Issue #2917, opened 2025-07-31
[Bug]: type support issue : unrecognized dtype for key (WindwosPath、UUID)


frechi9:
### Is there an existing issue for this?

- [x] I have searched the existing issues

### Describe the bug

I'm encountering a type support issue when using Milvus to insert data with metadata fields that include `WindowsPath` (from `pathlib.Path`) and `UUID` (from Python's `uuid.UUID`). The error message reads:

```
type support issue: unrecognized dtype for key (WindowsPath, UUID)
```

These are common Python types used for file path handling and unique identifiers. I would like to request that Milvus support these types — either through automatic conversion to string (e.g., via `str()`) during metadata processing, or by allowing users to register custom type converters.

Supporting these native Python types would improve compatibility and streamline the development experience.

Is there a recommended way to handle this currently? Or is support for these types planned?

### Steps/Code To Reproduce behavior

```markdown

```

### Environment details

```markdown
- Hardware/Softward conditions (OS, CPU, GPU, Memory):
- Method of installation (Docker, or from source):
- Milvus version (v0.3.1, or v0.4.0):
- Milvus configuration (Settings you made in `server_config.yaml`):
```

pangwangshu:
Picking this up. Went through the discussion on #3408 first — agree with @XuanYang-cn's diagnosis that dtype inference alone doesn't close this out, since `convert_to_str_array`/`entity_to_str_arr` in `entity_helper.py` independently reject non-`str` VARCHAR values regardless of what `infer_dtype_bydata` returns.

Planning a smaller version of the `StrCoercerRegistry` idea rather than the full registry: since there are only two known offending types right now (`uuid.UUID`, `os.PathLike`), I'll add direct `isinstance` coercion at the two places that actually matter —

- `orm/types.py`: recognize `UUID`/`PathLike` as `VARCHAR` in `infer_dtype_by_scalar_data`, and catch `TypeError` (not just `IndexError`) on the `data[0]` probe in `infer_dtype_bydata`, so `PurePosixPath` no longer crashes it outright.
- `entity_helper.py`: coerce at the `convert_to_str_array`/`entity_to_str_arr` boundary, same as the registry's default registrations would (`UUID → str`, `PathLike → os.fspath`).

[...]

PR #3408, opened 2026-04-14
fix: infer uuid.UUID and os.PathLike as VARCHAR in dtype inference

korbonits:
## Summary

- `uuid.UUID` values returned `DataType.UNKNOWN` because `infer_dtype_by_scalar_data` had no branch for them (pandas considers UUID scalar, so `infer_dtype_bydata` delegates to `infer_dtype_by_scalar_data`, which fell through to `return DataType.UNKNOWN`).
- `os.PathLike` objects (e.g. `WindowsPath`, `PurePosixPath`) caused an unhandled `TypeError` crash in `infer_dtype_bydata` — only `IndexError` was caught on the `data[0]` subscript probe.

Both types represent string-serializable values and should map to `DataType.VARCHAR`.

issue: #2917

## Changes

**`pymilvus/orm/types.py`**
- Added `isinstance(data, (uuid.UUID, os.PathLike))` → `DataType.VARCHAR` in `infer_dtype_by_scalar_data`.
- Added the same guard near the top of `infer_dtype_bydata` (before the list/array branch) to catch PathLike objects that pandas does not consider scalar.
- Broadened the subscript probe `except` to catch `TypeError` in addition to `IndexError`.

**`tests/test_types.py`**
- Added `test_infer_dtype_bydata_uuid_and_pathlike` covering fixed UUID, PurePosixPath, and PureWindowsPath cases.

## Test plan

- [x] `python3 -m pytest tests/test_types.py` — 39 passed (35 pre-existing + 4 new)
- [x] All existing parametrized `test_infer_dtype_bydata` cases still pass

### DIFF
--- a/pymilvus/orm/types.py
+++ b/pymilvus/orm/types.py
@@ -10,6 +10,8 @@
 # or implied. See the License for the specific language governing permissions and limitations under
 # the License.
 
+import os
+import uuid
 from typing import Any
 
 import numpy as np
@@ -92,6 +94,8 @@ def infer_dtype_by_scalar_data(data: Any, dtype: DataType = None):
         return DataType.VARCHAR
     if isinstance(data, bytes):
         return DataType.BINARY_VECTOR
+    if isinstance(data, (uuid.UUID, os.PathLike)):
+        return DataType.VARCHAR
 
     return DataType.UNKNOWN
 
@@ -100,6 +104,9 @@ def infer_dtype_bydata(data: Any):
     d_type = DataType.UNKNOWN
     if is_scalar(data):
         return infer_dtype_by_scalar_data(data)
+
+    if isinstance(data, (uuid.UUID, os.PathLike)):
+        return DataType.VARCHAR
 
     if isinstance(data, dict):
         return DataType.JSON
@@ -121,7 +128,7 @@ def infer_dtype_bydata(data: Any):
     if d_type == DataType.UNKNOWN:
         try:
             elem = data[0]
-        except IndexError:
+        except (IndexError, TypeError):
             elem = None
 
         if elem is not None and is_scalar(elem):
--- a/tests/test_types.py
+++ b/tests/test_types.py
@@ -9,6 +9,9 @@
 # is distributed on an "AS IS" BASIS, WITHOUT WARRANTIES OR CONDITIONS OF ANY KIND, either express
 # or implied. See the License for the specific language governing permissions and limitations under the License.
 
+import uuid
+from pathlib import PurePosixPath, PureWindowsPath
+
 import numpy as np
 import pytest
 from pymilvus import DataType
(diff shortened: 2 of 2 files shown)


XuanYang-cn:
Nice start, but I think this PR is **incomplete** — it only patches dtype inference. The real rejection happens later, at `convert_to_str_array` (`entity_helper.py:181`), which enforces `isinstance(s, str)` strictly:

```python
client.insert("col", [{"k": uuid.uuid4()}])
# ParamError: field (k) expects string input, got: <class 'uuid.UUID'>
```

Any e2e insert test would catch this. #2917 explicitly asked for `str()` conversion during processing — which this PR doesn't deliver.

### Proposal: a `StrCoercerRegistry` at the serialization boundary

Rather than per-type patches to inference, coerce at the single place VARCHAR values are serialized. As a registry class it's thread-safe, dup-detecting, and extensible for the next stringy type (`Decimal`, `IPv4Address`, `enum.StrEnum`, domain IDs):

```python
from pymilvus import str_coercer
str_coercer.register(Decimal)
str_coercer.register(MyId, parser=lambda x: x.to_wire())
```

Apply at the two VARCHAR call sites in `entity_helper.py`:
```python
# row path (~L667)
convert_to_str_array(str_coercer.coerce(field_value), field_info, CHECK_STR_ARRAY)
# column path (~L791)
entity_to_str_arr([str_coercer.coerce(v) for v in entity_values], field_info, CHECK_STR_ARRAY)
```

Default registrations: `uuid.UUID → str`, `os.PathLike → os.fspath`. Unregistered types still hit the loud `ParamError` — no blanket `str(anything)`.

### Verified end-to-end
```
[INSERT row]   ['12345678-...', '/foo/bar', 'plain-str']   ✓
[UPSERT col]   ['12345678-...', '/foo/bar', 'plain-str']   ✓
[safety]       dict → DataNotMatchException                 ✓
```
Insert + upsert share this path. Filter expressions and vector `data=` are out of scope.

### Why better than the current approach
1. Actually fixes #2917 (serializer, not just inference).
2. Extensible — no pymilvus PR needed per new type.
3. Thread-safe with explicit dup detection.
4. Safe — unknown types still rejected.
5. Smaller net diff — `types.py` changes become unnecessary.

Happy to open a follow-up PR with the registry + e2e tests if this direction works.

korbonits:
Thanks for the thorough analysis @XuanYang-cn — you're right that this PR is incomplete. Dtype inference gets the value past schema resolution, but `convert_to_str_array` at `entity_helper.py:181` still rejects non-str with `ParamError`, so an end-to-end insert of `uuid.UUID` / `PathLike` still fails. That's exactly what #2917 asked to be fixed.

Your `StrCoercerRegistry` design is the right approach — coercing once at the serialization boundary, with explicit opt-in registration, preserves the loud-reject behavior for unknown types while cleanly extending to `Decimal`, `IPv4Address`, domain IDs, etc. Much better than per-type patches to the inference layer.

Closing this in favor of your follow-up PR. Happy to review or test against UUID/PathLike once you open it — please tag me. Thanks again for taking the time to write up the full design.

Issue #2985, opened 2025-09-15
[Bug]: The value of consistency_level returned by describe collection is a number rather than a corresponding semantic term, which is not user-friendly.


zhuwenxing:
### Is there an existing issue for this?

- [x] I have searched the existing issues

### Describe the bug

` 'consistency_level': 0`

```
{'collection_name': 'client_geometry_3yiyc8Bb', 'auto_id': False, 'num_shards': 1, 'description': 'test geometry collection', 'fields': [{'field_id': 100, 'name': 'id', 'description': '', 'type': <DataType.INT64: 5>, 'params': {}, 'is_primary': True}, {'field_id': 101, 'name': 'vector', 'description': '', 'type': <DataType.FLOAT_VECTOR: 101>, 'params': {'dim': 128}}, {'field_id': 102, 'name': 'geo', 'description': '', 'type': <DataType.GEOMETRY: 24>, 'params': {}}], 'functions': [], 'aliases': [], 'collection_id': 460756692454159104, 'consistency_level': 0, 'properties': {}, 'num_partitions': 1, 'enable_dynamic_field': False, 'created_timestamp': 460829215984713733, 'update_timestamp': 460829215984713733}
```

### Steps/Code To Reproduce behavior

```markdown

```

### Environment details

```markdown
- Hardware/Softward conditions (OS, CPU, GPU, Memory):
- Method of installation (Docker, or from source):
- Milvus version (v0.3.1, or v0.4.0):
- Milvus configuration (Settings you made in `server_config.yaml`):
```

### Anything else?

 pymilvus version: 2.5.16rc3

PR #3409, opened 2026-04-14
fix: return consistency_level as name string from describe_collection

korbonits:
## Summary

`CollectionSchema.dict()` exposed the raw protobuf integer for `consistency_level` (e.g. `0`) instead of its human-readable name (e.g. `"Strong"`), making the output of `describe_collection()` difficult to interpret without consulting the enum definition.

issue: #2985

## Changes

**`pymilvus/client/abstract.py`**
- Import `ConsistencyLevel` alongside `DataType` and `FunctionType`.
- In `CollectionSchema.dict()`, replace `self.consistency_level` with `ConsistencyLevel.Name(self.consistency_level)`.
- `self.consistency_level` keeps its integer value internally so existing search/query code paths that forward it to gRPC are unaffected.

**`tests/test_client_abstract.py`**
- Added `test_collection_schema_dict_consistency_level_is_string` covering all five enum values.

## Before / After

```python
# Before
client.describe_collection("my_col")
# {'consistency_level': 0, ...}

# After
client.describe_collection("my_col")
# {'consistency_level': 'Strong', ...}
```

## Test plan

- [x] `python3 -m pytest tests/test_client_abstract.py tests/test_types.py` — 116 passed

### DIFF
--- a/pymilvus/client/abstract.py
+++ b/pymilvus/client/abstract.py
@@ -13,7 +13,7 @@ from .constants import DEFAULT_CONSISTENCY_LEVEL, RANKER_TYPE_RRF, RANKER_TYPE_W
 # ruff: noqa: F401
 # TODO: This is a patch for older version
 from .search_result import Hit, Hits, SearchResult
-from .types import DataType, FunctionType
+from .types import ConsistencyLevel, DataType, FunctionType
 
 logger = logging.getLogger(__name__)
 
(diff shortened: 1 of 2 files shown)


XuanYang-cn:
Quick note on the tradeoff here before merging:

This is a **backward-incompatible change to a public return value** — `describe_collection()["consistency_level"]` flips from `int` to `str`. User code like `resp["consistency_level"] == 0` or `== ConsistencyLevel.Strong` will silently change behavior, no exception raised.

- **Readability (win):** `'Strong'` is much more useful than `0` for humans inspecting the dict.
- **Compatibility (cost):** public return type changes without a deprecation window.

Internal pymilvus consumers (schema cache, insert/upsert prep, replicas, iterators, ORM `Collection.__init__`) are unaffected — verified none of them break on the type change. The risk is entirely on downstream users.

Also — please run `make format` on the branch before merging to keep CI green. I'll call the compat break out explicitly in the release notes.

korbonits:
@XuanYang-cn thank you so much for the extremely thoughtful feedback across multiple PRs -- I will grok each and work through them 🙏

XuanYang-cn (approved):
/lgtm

### Problem description
Check each line of the entries above for the word "PureWindowsPath". List the ones that have it.

### Output below
- Added `test_infer_dtype_bydata_uuid_and_pathlike` covering fixed UUID, PurePosixPath, and PureWindowsPath cases.
+from pathlib import PurePosixPath, PureWindowsPath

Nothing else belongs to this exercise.